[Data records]
______

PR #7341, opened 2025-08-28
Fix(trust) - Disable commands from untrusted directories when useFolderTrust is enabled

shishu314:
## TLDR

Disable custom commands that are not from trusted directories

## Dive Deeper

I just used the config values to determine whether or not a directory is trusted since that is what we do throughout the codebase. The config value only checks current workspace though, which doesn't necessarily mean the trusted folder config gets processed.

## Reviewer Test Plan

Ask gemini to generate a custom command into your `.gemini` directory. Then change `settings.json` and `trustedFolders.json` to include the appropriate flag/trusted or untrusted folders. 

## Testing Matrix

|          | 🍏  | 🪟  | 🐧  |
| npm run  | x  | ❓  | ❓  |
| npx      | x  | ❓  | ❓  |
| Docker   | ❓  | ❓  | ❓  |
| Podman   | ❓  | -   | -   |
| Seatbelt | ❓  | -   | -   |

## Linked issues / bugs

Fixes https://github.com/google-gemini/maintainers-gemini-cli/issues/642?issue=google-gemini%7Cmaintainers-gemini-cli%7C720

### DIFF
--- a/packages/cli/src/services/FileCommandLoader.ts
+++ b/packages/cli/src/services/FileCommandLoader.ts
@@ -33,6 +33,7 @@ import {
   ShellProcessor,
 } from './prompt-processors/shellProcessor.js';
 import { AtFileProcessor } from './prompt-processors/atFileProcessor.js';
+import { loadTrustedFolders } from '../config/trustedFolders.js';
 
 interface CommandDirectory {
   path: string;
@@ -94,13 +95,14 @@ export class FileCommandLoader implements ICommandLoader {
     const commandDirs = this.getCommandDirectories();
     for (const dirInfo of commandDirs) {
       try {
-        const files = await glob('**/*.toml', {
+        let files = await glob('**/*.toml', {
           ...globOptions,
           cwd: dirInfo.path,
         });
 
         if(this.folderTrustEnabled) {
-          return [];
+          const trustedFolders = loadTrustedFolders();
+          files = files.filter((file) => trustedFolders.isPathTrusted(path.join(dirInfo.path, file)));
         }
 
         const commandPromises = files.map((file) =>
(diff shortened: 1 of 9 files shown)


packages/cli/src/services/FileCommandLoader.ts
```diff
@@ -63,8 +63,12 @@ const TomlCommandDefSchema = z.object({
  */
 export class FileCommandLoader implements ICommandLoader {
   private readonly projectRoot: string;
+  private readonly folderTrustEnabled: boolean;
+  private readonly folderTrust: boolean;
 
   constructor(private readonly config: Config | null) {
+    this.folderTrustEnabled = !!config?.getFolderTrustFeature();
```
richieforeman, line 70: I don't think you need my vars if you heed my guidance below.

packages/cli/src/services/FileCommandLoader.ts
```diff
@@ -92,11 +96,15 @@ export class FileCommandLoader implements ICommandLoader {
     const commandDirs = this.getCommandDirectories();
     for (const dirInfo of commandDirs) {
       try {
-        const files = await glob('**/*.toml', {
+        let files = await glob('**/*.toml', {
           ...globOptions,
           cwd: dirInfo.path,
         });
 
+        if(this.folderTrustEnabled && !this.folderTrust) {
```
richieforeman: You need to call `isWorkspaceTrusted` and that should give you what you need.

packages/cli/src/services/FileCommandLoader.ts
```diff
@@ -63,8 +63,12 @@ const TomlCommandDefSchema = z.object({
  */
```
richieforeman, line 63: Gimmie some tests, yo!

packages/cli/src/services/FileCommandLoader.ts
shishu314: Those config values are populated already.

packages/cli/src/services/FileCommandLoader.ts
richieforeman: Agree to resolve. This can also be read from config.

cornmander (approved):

______

Would you please reproduce the records above exactly, only from their first line through the line holding "## Reviewer Test Plan", with both ends included?

◆ **FINISHED EXERCISE**:
PR #7341, opened 2025-08-28
Fix(trust) - Disable commands from untrusted directories when useFolderTrust is enabled

shishu314:
## TLDR

Disable custom commands that are not from trusted directories

## Dive Deeper

I just used the config values to determine whether or not a directory is trusted since that is what we do throughout the codebase. The config value only checks current workspace though, which doesn't necessarily mean the trusted folder config gets processed.

## Reviewer Test Plan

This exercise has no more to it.